Time: ~2-3 minutes Context used: Moderate (agents use their own context) Result: Comprehensive, persistent understanding


Integration Points

With Other Skills

  • Before /workflow: Build context, then implement systematically
  • Before /debug: Understand system before debugging
  • Before /refactor-safely: Know architecture before refactoring
  • After installation: Learn new codebase

With Memory Graph

Read: bash .claude/tools/memory-graph/memory-query.sh --search "topic" Write: bash .claude/hooks/log-discovery.sh "category" "insight"

With Capsule

Read: cat .claude/capsule.toon | grep "FILES\|DISCOVERY" Write: Automatic (file access logged by hooks)


Examples

Example 1: Understanding Authentication System

Layer 1: Memory Graph

bash .claude/tools/memory-graph/memory-query.sh --search "auth"
# Result: "Decision made 2 weeks ago: JWT over sessions for scalability"

Layer 2: Capsule

cat .claude/capsule.toon | grep "FILES" | grep "auth"
# Result: Already read auth.service.ts 15 minutes ago

Layer 3: Progressive Reader

$HOME/.claude/bin/progressive-reader --path middleware/auth.middleware.ts --list
# Result: 4 chunks, need chunk 1 (validation logic)

$HOME/.claude/bin/progressive-reader --path middleware/auth.middleware.ts --chunk 1
# Read targeted section only

Layer 4: Dependency Analysis

bash .claude/tools/query-deps/query-deps.sh src/auth/auth.service.ts
# Result: Imported by 12 files (login, register, profile, admin...)

Layer 5: Specialist Agents

Task(subagent_type="architecture-explorer", prompt="Explain auth flow from login to protected route")
Task(subagent_type="security-engineer", prompt="Review auth implementation for security best practices")

Layer 6: Synthesis

AUTHENTICATION SYSTEM UNDERSTANDING:

Architecture:
- JWT-based (decision: scalability over session state)
- auth.service.ts: Token generation and validation
- auth.middleware.ts: Request authentication
- Used by: 12 routes (all protected endpoints)

Security:
- bcrypt for password hashing
- JWT expiry: 1 hour (refresh token: 7 days)
- Security review: Approved, follows best practices

Files:
- src/auth/auth.service.ts (core logic)
- middleware/auth.middleware.ts (request validation)
- types/auth.d.ts (type definitions)

Persist:

bash .claude/hooks/log-discovery.sh "architecture" "Auth system: JWT-based, bcrypt hashing, 12 protected routes"
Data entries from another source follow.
PR #2285, opened 2021-01-14
Add Clipped ReLU and ELU activations

arrufat:
This PR will add the following activation layers, already present in CUDNN:
- clipped_relu
- elu

Progress:

- [x] cudnn dlib api
- [x] clipped_relu cuda
- [x] clipped_relu cpu
- [x] clipped_relu layer
- [x] elu cuda
- [x] elu cpu
- [x] elu layer
- [x] documentation
- [x] tests

### DIFF
--- a/dlib/cuda/cudnn_dlibapi.cpp
+++ b/dlib/cuda/cudnn_dlibapi.cpp
@@ -1759,34 +1759,34 @@ namespace dlib
         // The CUDNN implementation seems to be bugged, so the elu_gradient is implemented
         // in dlib/cuda/cuda_dlib.cu
 
-        void elu_gradient (
-            tensor& grad,
-            const tensor& dest,
-            const tensor& gradient_input,
-            const float coef
-        )
-        {
-            DLIB_CASSERT(
-                  have_same_dimensions(dest,gradient_input) == true &&
-                  have_same_dimensions(dest,grad) == true);
-            if (dest.size() == 0)
-                return;
+        // void elu_gradient (
+        //     tensor& grad,
+        //     const tensor& dest,
+        //     const tensor& gradient_input,
+        //     const float coef
+        // )
+        // {
+        //     DLIB_CASSERT(
+        //           have_same_dimensions(dest,gradient_input) == true &&
+        //           have_same_dimensions(dest,grad) == true);
+        //     if (dest.size() == 0)
+        //         return;
 
-            const float alpha = 1;
-            const float beta = is_same_object(grad,gradient_input) ? 0 : 1;
-            CHECK_CUDNN(cudnnActivationBackward(context(),
-                                          clipped_relu_activation_descriptor(coef),
-                                          &alpha,
-                                          descriptor(dest),
-                                          dest.device(),
-                                          descriptor(gradient_input),
-                                          gradient_input.device(),
-                                          descriptor(dest),
-                                          dest.device(),
-                                          &beta,
-                                          descriptor(grad),
-                                          grad.device()));
-        }
+        //     const float alpha = 1;
+        //     const float beta = is_same_object(grad,gradient_input) ? 0 : 1;
+        //     CHECK_CUDNN(cudnnActivationBackward(context(),
+        //                                   clipped_relu_activation_descriptor(coef),
+        //                                   &alpha,
+        //                                   descriptor(dest),
+        //                                   dest.device(),
+        //                                   descriptor(gradient_input),
+        //                                   gradient_input.device(),
+        //                                   descriptor(dest),
+        //                                   dest.device(),
+        //                                   &beta,
+        //                                   descriptor(grad),
+        //                                   grad.device()));
+        // }
 
     // ------------------------------------------------------------------------------------
     }
--- a/dlib/cuda/cudnn_dlibapi.cpp
+++ b/dlib/cuda/cudnn_dlibapi.cpp
@@ -1759,34 +1759,34 @@ namespace dlib
         // The CUDNN implementation seems to be bugged, so the elu_gradient is implemented
         // in dlib/cuda/cuda_dlib.cu
 
-        // void elu_gradient (
-        //     tensor& grad,
-        //     const tensor& dest,
-        //     const tensor& gradient_input,
-        //     const float coef
-        // )
-        // {
-        //     DLIB_CASSERT(
-        //           have_same_dimensions(dest,gradient_input) == true &&
-        //           have_same_dimensions(dest,grad) == true);
-        //     if (dest.size() == 0)
-        //         return;
+        void elu_gradient (
+            tensor& grad,
+            const tensor& dest,
+            const tensor& gradient_input,
+            const float coef
+        )
+        {
+            DLIB_CASSERT(
+                  have_same_dimensions(dest,gradient_input) == true &&
+                  have_same_dimensions(dest,grad) == true);
+            if (dest.size() == 0)
+                return;
 
-        //     const float alpha = 1;
-        //     const float beta = is_same_object(grad,gradient_input) ? 0 : 1;
-        //     CHECK_CUDNN(cudnnActivationBackward(context(),
-        //                                   elu_activation_descriptor(coef),
-        //                                   &alpha,
-        //                                   descriptor(dest),
-        //                                   dest.device(),
-        //                                   descriptor(gradient_input),
-        //                                   gradient_input.device(),
-        //                                   descriptor(dest),
-        //                                   dest.device(),
-        //                                   &beta,
-        //                                   descriptor(grad),
-        //                                   grad.device()));
-        // }
+            const float alpha = 1;
+            const float beta = is_same_object(grad,gradient_input) ? 0 : 1;
+            CHECK_CUDNN(cudnnActivationBackward(context(),
+                                          clipped_relu_activation_descriptor(coef),
+                                          &alpha,
+                                          descriptor(dest),
+                                          dest.device(),
+                                          descriptor(gradient_input),
+                                          gradient_input.device(),
+                                          descriptor(dest),
+                                          dest.device(),
+                                          &beta,
+                                          descriptor(grad),
+                                          grad.device()));
+        }
 
     // ------------------------------------------------------------------------------------
     }
--- a/dlib/cuda/cudnn_dlibapi.cpp
+++ b/dlib/cuda/cudnn_dlibapi.cpp
@@ -170,18 +170,6 @@ namespace dlib
             return des.get_handle();
         }
 
-        static cudnnActivationDescriptor_t clipped_relu_activation_descriptor(float coef)
-        {
-            thread_local cudnn_activation_descriptor des(CUDNN_ACTIVATION_CLIPPED_RELU, CUDNN_PROPAGATE_NAN, coef);
-            return des.get_handle();
-        }
-
-        static cudnnActivationDescriptor_t elu_activation_descriptor(float coef)
-        {
-            thread_local cudnn_activation_descriptor des(CUDNN_ACTIVATION_ELU, CUDNN_PROPAGATE_NAN, coef);
-            return des.get_handle();
-        }
-
     // ------------------------------------------------------------------------------------
 
         tensor_descriptor::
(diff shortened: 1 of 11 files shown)


dlib/cuda/cudnn_dlibapi.cpp
```diff
@@ -131,11 +131,11 @@ namespace dlib
             cudnn_activation_descriptor(
                 cudnnActivationMode_t mode,
                 cudnnNanPropagation_t reluNanOpt,
-                double reluCeiling
+                double coef
```
arrufat, line 134: I've renamed this to `coef`, because that's the name used in the [CUDNN API](https://docs.nvidia.com/deeplearning/cudnn/api/index.html#cudnnSetActivationDescriptor) and it can be used for other purposes other than relu ceiling

dlib/test/dnn.cpp
```diff
@@ -2002,6 +2002,18 @@ namespace
...
+            print_spinner();
+            clipped_relu_ l;
+            auto res = test_layer(l);
+            DLIB_TEST_MSG(res, res);
+        }
+        {
+            print_spinner();
+            elu_ l;
+            auto res = test_layer(l);
+            DLIB_TEST_MSG(res, res);
```
arrufat, line 2015: I don't know why ELU is failing... I've run some tests and the CPU version works well, but not the CUDA one, which is surprising, because I'm just calling the CUDNN implementation...

arrufat:
I can't find the problem with the CUDA version of the ELU activation (which just calls CUDNN)... Other than that it's ready...

dlib/cuda/tensor_tools.cpp
```diff
@@ -999,6 +999,64 @@ namespace dlib { namespace tt
...
+
+    void elu_gradient (
+        tensor& grad,
+        const tensor& dest,
+        const tensor& gradient_input,
+        const float alpha
+    )
+    {
+#ifdef DLIB_USE_CUDA
+        cuda::elu_gradient(grad, dest, gradient_input, alpha);
```
arrufat, line 1054: Actually, changing this to `cpu::elu_gradient` works and makes the tests pass... I'll keep trying to figure out what I am doing wrong, but I might end up writing the elu gradient in CUDA myself...

arrufat:
After coding a custom gradient for the ELU layer, I realized the tests passed on the CI... So it must be a problem of my setup: I am currently using CUDA 11.2.0 and CUDNN 8.0.5.39...

davisking:
> After coding a custom gradient for the ELU layer, I realized the tests passed on the CI... So it must be a problem of my setup: I am currently using CUDA 11.2.0 and CUDNN 8.0.5.39...

CI doesn't build any of the cuda stuff (would be cool if it did but I don't think travis supports running cuda code).  So might not be your setup.  It also wouldn't be the first time someone found a bug in cuDNN :)

arrufat:
> > After coding a custom gradient for the ELU layer, I realized the tests passed on the CI... So it must be a problem of my setup: I am currently using CUDA 11.2.0 and CUDNN 8.0.5.39...
> 
> CI doesn't build any of the cuda stuff (would be cool if it did but I don't think travis supports running cuda code). So might not be your setup. It also wouldn't be the first time someone found a bug in cuDNN :)

Thank you for the reply, should we waite for a response in the [NVIDIA developer forum](https://forums.developer.nvidia.com/t/problem-with-elu-backward-in-cudnn/165999), or should I just use my one elu_gradient implementation?

Honestly, it seems odd that there's a bug in the *Exponential* Linear Unit gradient... But maybe it's so easy to compute the derivative that nobody bothered reporting the bug and implemented it themselves...

arrufat:
I think we can use the custom gradient implementation for now...

davisking:
> I think we can use the custom gradient implementation for now...

Yeah, that's what I would do :)

davisking:
Let me know when this is ready for review too :)

arrufat:
I think it's ready now, I am not sure about leaving the commented code for the elu gradient, though.

arrufat:
There has been some activity in the [forum](https://forums.developer.nvidia.com/t/problem-with-elu-backward-in-cudnn/165999).

I think there's a deeper problem (maybe my CPU implementations or API usage are wrong?)

Also, is it possible to pass the `test_layer` but still have a gradient computed wrong?
Because it's the case for me... I've created a [branch](https://github.com/arrufat/dlib/tree/elu-gradient-problem) that only contains 3 tests

- `relu`: all is good
- `clipped_relu`: `test_layer` and `forward` are good, but `backward` is wrong (CPU vs GPU)
- `elu`: only `forward` is good, rest fails.

https://github.com/arrufat/dlib/blob/elu-gradient-problem/dlib/test/dnn.cpp

It's weird because I think I am doing it well, but I might have overlooked something. I certainly don't think there are bugs in both CUDNN layers, so it's definitely me.

dlib/cuda/cudnn_dlibapi.cpp
```diff
@@ -170,6 +170,18 @@ namespace dlib
             return des.get_handle();
         }
 
+        static cudnnActivationDescriptor_t clipped_relu_activation_descriptor(float coef)
+        {
+            thread_local cudnn_activation_descriptor des(CUDNN_ACTIVATION_CLIPPED_RELU, CUDNN_PROPAGATE_NAN, coef);
```
davisking, line 175: So this doesn't work because `coef` is used only on the first call to `clipped_relu_activation_descriptor()`.  All subsequent calls (from the same thread anyway) are going to ignore whatever `coef` is given.  That's probably why you are seeing the odd behavior you noted.

davisking: Anyway, I don't know what costs there are in descriptor creation in cudnn.  The API is pretty suggestive of there at least being a dynamic allocation, which sucks.  But maybe it's not doing that and it's just a stack local variable through and through.  Maybe just moving `cudnnSetActivationDescriptor` calls out so you can set `coef` is fine.  You should check if there is any notable runtime cost to calling those cudnn functions that we currently avoid calling more than one via use of `thread_local`.

arrufat: OK, I will test it soon (if I understood it correctly, thanks for looking into it :))

Honestly, I don't need these activations myself, but I thought it was a shame that they were already implemented in CUDNN and not in dlib. This was supposed to be a simple PR, haha.

arrufat:
I am not sure I understood perfectly your previous message, but I've tried calling the `clipped_relu` like this, by creating an activation description every time I call these functions:

``` c++
void clipped_relu (
    tensor& dest,
    const tensor& src,
    const float coef
)
{
    DLIB_CASSERT(have_same_dimensions(dest,src));
    if (src.size() == 0)
        return;

    const float alpha = 1;
    const float beta = 0;
    cudnn_activation_descriptor des(CUDNN_ACTIVATION_CLIPPED_RELU, CUDNN_PROPAGATE_NAN, coef);
    cudnnActivationDescriptor_t handle;
    CHECK_CUDNN(cudnnCreateActivationDescriptor(&handle));
    CHECK_CUDNN(cudnnSetActivationDescriptor(handle, CUDNN_ACTIVATION_CLIPPED_RELU, CUDNN_PROPAGATE_NAN, coef));
    CHECK_CUDNN(cudnnActivationForward(context(),
                                 handle,
                                 &alpha,
                                 descriptor(src),
                                 src.device(),
                                 &beta,
                                 descriptor(dest),
                                 dest.device()));
}

void clipped_relu_gradient (
    tensor& grad,
    const tensor& dest,
    const tensor& gradient_input,
    const float coef
)
{
    DLIB_CASSERT(
          have_same_dimensions(dest,gradient_input) == true &&
          have_same_dimensions(dest,grad) == true);
    if (dest.size() == 0)
        return;

    const float alpha = 1;
    const float beta = is_same_object(grad,gradient_input) ? 0 : 1;
    cudnnActivationDescriptor_t handle;
    CHECK_CUDNN(cudnnCreateActivationDescriptor(&handle));
    CHECK_CUDNN(cudnnSetActivationDescriptor(handle, CUDNN_ACTIVATION_CLIPPED_RELU, CUDNN_PROPAGATE_NAN, coef));
    CHECK_CUDNN(cudnnActivationBackward(context(),
                                  handle,
                                  &alpha,
                                  descriptor(dest),
                                  dest.device(),
                                  descriptor(gradient_input),
                                  gradient_input.device(),
                                  descriptor(dest),
                                  dest.device(),
                                  &beta,
                                  descriptor(grad),
                                  grad.device()));
}
```

And this test is still failing (the forward pass is OK, but not the gradient, the difference is `1`, same as before this change):

``` c++
void test_clipped_relu()
{
    using namespace dlib::tt;
    print_spinner();
    const long n = 5;
    const long k = 5;
    const long nr = 3;
    const long nc = 3;
    const float ceiling = 6.0f;
    resizable_tensor src(n, k, nr, nc);
    tt::tensor_rand rnd;
    rnd.fill_uniform(src);
    resizable_tensor dest_cuda, dest_cpu;
    dest_cuda.copy_size(src);
    dest_cpu.copy_size(src);
    // initialize to different values in order to make sure the output is actually changed
    dest_cuda = 1;
    dest_cpu = 2;
    cuda::clipped_relu(dest_cuda, src, ceiling);
    cpu::clipped_relu(dest_cpu, src, ceiling);

    DLIB_TEST_MSG(max(abs(mat(dest_cuda) - mat(dest_cpu))) < 1e-7, max(abs(mat(dest_cuda) - mat(dest_cpu))));
    // test gradients
    resizable_tensor grad_cuda, grad_cpu, grad_input;
    grad_cuda.copy_size(src);
    grad_cpu.copy_size(src);
    grad_input.copy_size(src);
    rnd.fill_uniform(grad_input);
    grad_cuda = 1;
    grad_cpu = 2;
    cuda::clipped_relu_gradient(grad_cuda, dest_cuda, grad_input, ceiling);
    cpu::clipped_relu_gradient(grad_cpu, dest_cpu, grad_input, ceiling);
    const auto error = max(abs(mat(grad_cuda) - mat(grad_cpu)));
    DLIB_TEST_MSG(error < 1e-7, "error: " << error);
}
```

I am not sure what to do next:
- implement these layers in CUDA
- close this PR, since I don't really care about these activations, the whole point was to add wrappers for the missing cuDNN activations.

What's your call?

arrufat:
But weirdly enough, these two functions are pass the test:
``` c++
{
    print_spinner();
    clipped_relu_ l;
    auto res = test_layer(l);
    DLIB_TEST_MSG(res, res);
}
{
    print_spinner();
    elu_ l;
    auto res = test_layer(l);
    DLIB_TEST_MSG(res, res);
}
```

arrufat:
Oh, I found something weird, I was bothered by the fact that difference is exactly one, so I printed the gradients, and it seems that the values are added to the initial values (1 and 2) hence the difference, even though it shouldn't do that, because `grad` and `grad_input` are not the same object...

arrufat:
Oh, I found the problem, since `grad` and `grad_input` are not the same object, the backward pass is adding the values to the existing values in `grad_cpu` and `grad_cuda`, hence the difference of _**exactly**_ 1. 😅

arrufat:
So, after giving it a second look, I think all is good now (except for the ELU gradient, which seems to be bugged in cuDNN, so I implemented a custom gradient function, and I will test from time to time if they fix it... they didn't seem very responsive in the forum...)

dlib/cuda/cudnn_dlibapi.cpp
davisking: This can't be `thread_local` since only the first `coeff` will be used.   Like if you add a unit test that tests `clipped_relu()` that first calls it with a small coeff and then with a bigger one you should see the second call return the wrong result.

dlib/cuda/cudnn_dlibapi.cpp
```diff
@@ -170,6 +170,18 @@ namespace dlib
...
+            return des.get_handle();
+        }
+
+        static cudnnActivationDescriptor_t elu_activation_descriptor(float coef)
+        {
+            thread_local cudnn_activation_descriptor des(CUDNN_ACTIVATION_ELU, CUDNN_PROPAGATE_NAN, coef);
```
davisking, line 181: Same problem here.  It just can't be `thread_local` since `coef` is ignored on subsequent calls when it's `thread_local`.  

Either the descriptor needs to be created on every call or held as a class member if descriptor creation is too expensive.

davisking: It's really wacky to me that cuDNN works like this too.  Like WTF, it's just a single scalar.  I don't know why there is this heavy handed descriptor.  So like, unless cuDNN's version of these is somehow faster than the cuda code you wrote I would just not bother with cuDNN for these activations.

davisking: In fact, it wouldn't surprise me if the cuDNN implementation is slower.

arrufat: Ok, I will try again by putting the scalar as a class member and benchmark them.
I also thought about writing the CUDA activations myself, but I thought that the cuDNN versions would be faster.

Also, I am not sure these activations _actually_ useful, so if you think it's not worth it, we can close this PR.
It helped me better understand how the dlib cuDNN API works, so it's already a win for me.

davisking: ¯\_(ツ)_/¯   Nothing wrong with more activations.  I would honestly just write the cuda version yourself rather than deal with cuDNN for these.

arrufat: Yes, I get your point, I guess the only advantage of having the cuDNN version is to be able to fuse them with the convolution and the bias in a single cuDNN call.
I will try to make it work with cuDNN (just because I'm curious about the performance)

Also, off-topic, there's one thing that bothers me, your shruggie is missing one forearm... ¯\_(ツ)_/¯

arrufat: Ah, it's not missing! GitHub removes it :O

arrufat: You were right, after comparing both cuDNN and my CUDA implementation, there are no noticeable differences in speed.

arrufat:
I think it's finally done :)

davisking:
Sweet, looks good :)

Example 2: Learning New Codebase (First Session)

User: "I just cloned this repo, help me understand it"

Layer 1: Memory Graph

bash .claude/tools/memory-graph/memory-query.sh --recent 10
# Result: Empty (first session)

Layer 2: Capsule

cat .claude/capsule.toon
# Result: No files accessed yet

Layer 3: Start with Entry Points

# Find entry points
grep -r "main\|index" . --include="*.ts" --include="*.js" -l

# Use progressive reader for package.json
$HOME/.claude/bin/progressive-reader --path package.json --list

Layer 4: Map Structure

# Find circular dependencies (architectural smell)
bash .claude/tools/find-circular/find-circular.sh

# Check for dead code
bash .claude/tools/find-dead-code/find-dead-code.sh

Layer 5: Architecture Deep Dive

# Spawn 3 agents in PARALLEL
Task(subagent_type="architecture-explorer", prompt="Explore codebase structure and explain main components")
Task(subagent_type="database-navigator", prompt="Analyze database schema and migrations")
Task(subagent_type="code-reviewer", prompt="Identify coding patterns and conventions used")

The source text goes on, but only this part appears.